[Saved entries]
PR #232, opened 2020-11-13
feat(viperx): Add support for parsing config passed through env vars as json

bmonkman:
## Related issue

@zepatrik as discussed in Slack

## Proposed changes

When setting up Kratos with Helm I would like to be able to configure some of the options via env vars rather than the config file because the values will contain sensitive data like client id / client secret.
This change will try to parse the values that come in to `UnmarshalKey` as JSON, and then falling back to the previous behaviour of encoding then decoding. Further comments below.

## Checklist

      the changes.
- [x] I have added necessary documentation within the code base (if appropriate).

## Further comments

This change will allow me to do something like setting an env var called `SELFSERVICE_METHODS_OIDC` containing a json object that specifies the value of the `oidc` struct. For the most part it shouldn't change the existing functionality around config parsing, except that anything passed via env var that is parseable as JSON now will be actually parsed.
As far as I can think of this shouldn't be a problem for the most part except in cases where someone might be trying to specify quotes or brackets in the value they are passing via env var, for example if they were doing something like `DSN="\"blahblah\"" kratos serve` and expecting to get the literal `"blahblah"`. After this change it would be parsed and the value would be `blahblah`.
Not sure if this edge case is significant.

### DIFF
--- a/viperx/vars.go
+++ b/viperx/vars.go
@@ -28,13 +28,13 @@ func UnmarshalKey(key string, destination interface{}) error {
 			return errors.WithStack(err)
 		}
 
-		// Try decoding the json directly
+		// Try decoding the json directly. If it decodes successfully, return immediately.
 		if err := json.NewDecoder(&b).Decode(destination); err == nil {
 			return nil
 		}
 	}
 
-	// If it's not a string or not valid json, use the value as it was originally provided
+	// If it's not a string or not valid json, use the value as it was originally provided.
 	if err := json.NewEncoder(&b).Encode(mapx.ToJSONMap(value)); err != nil {
 		return errors.WithStack(err)
 	}
--- a/viperx/vars.go
+++ b/viperx/vars.go
@@ -20,8 +20,24 @@ func UnmarshalKey(key string, destination interface{}) error {
 	}
 
 	var b bytes.Buffer
-	if err := json.NewEncoder(&b).Encode(mapx.ToJSONMap(viper.Get(key))); err != nil {
+
+	// This may be a string in the case where a value was provided via an env var.
+	// If it's a string, try to decode it as json.
+	if v, ok := value.(string); ok {
+		if _, err := b.WriteString(v); err != nil {
+			return errors.WithStack(err)
+		}
+
+		// Try decoding the json directly
+		if err := json.NewDecoder(&b).Decode(destination); err == nil {
+			return nil
+		}
+	}
+
+	// If it's not a string or not valid json, use the value as it was originally provided
+	if err := json.NewEncoder(&b).Encode(mapx.ToJSONMap(value)); err != nil {
 		return errors.WithStack(err)
 	}
+
 	return errors.WithStack(json.NewDecoder(&b).Decode(destination))
 }
--- a/viperx/vars_test.go
+++ b/viperx/vars_test.go
@@ -23,3 +23,41 @@ func TestUnmarshalKey(t *testing.T) {
 	assert.EqualValues(t, true, config.Enabled)
 	assert.EqualValues(t, `{"providers":[{"client_id":"kratos-client","client_secret":"kratos-secret","id":"hydra","issuer_url":"http://127.0.0.1:4444/","mapper_url":"file://test/e2e/profiles/oidc/hydra.jsonnet","provider":"generic","scope":["offline"]},{"client_id":"google-client","client_secret":"kratos-secret","id":"google","issuer_url":"http://127.0.0.1:4444/","mapper_url":"file://test/e2e/profiles/oidc/hydra.jsonnet","provider":"generic","scope":["offline"]},{"client_id":"github-client","client_secret":"kratos-secret","id":"github","issuer_url":"http://127.0.0.1:4444/","mapper_url":"file://test/e2e/profiles/oidc/hydra.jsonnet","provider":"generic","scope":["offline"]}]}`, string(config.Config))
 }
+
+func TestUnmarshalKeyWithJsonObject(t *testing.T) {
+	viper.SetConfigFile("./stub/.unmarshal-key.yml")
+	viper.Set("selfservice.strategies.oidc", `{"enabled":true, "config":{"providers": [{"client_id":"a-different-client","client_secret":"a-different-secret","issuer_url":"http://127.0.0.1:4444/","mapper_url":"file://test/e2e/profiles/oidc/a-different-file.jsonnet","provider":"github","scope":["user:email"]}]}}`)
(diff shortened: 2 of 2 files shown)


viperx/vars_test.go
```diff
@@ -23,3 +23,41 @@ func TestUnmarshalKey(t *testing.T) {
 	assert.EqualValues(t, true, config.Enabled)
 	assert.EqualValues(t, `{"providers":[{"client_id":"kratos-client","client_secret":"kratos-secret","id":"hydra","issuer_url":"http://127.0.0.1:4444/","mapper_url":"file://test/e2e/profiles/oidc/hydra.jsonnet","provider":"generic","scope":["offline"]},{"client_id":"google-client","client_secret":"kratos-secret","id":"google","issuer_url":"http://127.0.0.1:4444/","mapper_url":"file://test/e2e/profiles/oidc/hydra.jsonnet","provider":"generic","scope":["offline"]},{"client_id":"github-client","client_secret":"kratos-secret","id":"github","issuer_url":"http://127.0.0.1:4444/","mapper_url":"file://test/e2e/profiles/oidc/hydra.jsonnet","provider":"generic","scope":["offline"]}]}`, string(config.Config))
 }
+
+func TestUnmarshalKeyWithJsonObject(t *testing.T) {
```
zepatrik, line 27: We usually add these test cases using

```go
func TestUnmarshalKey(t *testing.T) {
    t.Run("case=with JSON object", func(t) {
        ...
    })
}
```

Would be awesome if you could do that as well :wink:

viperx/vars.go
```diff
@@ -20,8 +20,24 @@ func UnmarshalKey(key string, destination interface{}) error {
...
+		}
+
+		// Try decoding the json directly
+		if err := json.NewDecoder(&b).Decode(destination); err == nil {
+			return nil
+		}
+	}
+
+	// If it's not a string or not valid json, use the value as it was originally provided
+	if err := json.NewEncoder(&b).Encode(mapx.ToJSONMap(value)); err != nil {
```
zepatrik, line 38: So this looks good but is not that easy to read. Maybe you can change it to be more like:
```go
	switch v := value.(type) {
	case string:
		if _, err := b.WriteString(v); err != nil {
			return errors.WithStack(err)
		}
	default:
		if err := json.NewEncoder(&b).Encode(mapx.ToJSONMap(v)); err != nil {
			return errors.WithStack(err)
		}
	}
	// at this point the buffer holds the encoded value
	return errors.WithStack(json.NewDecoder(&b).Decode(destination))
```

viperx/vars.go
```diff
@@ -20,8 +20,24 @@ func UnmarshalKey(key string, destination interface{}) error {
...
+
+	// This may be a string in the case where a value was provided via an env var.
+	// If it's a string, try to decode it as json.
+	if v, ok := value.(string); ok {
+		if _, err := b.WriteString(v); err != nil {
+			return errors.WithStack(err)
+		}
+
+		// Try decoding the json directly
+		if err := json.NewDecoder(&b).Decode(destination); err == nil {
```
aeneasr, line 32: You could use `github.com/tidwall/gjson.Valid` for a faster and less memory expensive operation here!

zepatrik (changes requested):

aeneasr (commented):
Nice change! Got some ideas :)

viperx/vars.go
zepatrik: Valid would not decode it into `destination` though :thinking:

aeneasr: Ah yeah, I misread the error handling - though it is `err != nil`

viperx/vars.go
bmonkman: Sure thing. I had it as a `switch` before because I was trying a slightly different version but changed it because a switch with only one case and a default felt weird, but I don't mind switching it back if you think it's more readable.

viperx/vars.go
bmonkman: I'll make the comment a bit clearer.

viperx/vars.go
bmonkman: Actually this won't quite work as written because it doesn't account for the fallback. If it's a string but it can't be parsed as JSON we still need to run the `json.NewEncoder(&b).Encode(mapx.ToJSONMap(v))` piece.

zepatrik: OK, my idea was just whether we could move the JSON decode to the end of the function and only have it once for every branch of the program.

bmonkman: I don't think so, because in the case of a string that is not JSON,  `Decode` actually does need to be called twice. Once to realize it's not JSON, and then again after the `Encode` happens.
There are really 3 cases that are being handled here: 
1. The value is of whatever non-string type came in from viper (probably a map) - encode then decode
2. The value is of type `string` and contains JSON - just decode the JSON
3. The value is of type `string` and does not contain JSON - encode then decode (this case seems a bit wasteful as we're just encoding and decoding a string, but it's also necessary because the `Encode` lets it fail properly if it's trying to unmarshal into the wrong type.)

aeneasr (approved):

aeneasr:
Awesome 🎉 

Thank you for your contribution!

zepatrik (approved):

bmonkman:
No problem! 
I'd love to have this change available in the next version of Kratos. Is there anything I can do to help there or do you all handle bumping the version?

zepatrik:
I released it as v0.0.164
It should be enough to bump the dependency right? Would be awesome if you could do that and add a short note to https://github.com/ory/kratos/blob/master/.schema/config.schema.json#L664 saying that the whole key should be set through env vars as one JSON string. It will then automatically be rendered on this docs page: https://www.ory.sh/kratos/docs/reference/configuration/

bmonkman:
The way the docs are currently rendered, they automatically get that "Set this value using environment variables" section if it's not an object which was already problematic because it would add that section for arrays even though they could not be set with an env var. After this change, you can set any of those objects via env var, so should I change that logic slightly to render the comment blocks or just leave it as-is and just add a comment to the OIDC object specifically because there is a more clear use case to specifying it via env var?

aeneasr:
> The way the docs are currently rendered, they automatically get that "Set this value using environment variables" section if it's not an object. After this change, you can set any of those objects via env var, so should I change that logic slightly to render the comment blocks for all of them? That seems a bit verbose. I could also add a field to the schema to allow us to show that block conditionally for objects, then turn it on for the OIDC object specifically because there is a more clear use-case for specifying that one via env var?

Good question, I think you can add it to the description for now!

PROBLEM REQUIREMENTS: From the entries above, write out only the lines starting at the line that holds "discussed in Slack" and ending at the line that holds "the changes.", keeping both and matching them exactly.

EXERCISE RESPONSE:
@zepatrik as discussed in Slack

## Proposed changes

When setting up Kratos with Helm I would like to be able to configure some of the options via env vars rather than the config file because the values will contain sensitive data like client id / client secret.
This change will try to parse the values that come in to `UnmarshalKey` as JSON, and then falling back to the previous behaviour of encoding then decoding. Further comments below.

## Checklist

      the changes.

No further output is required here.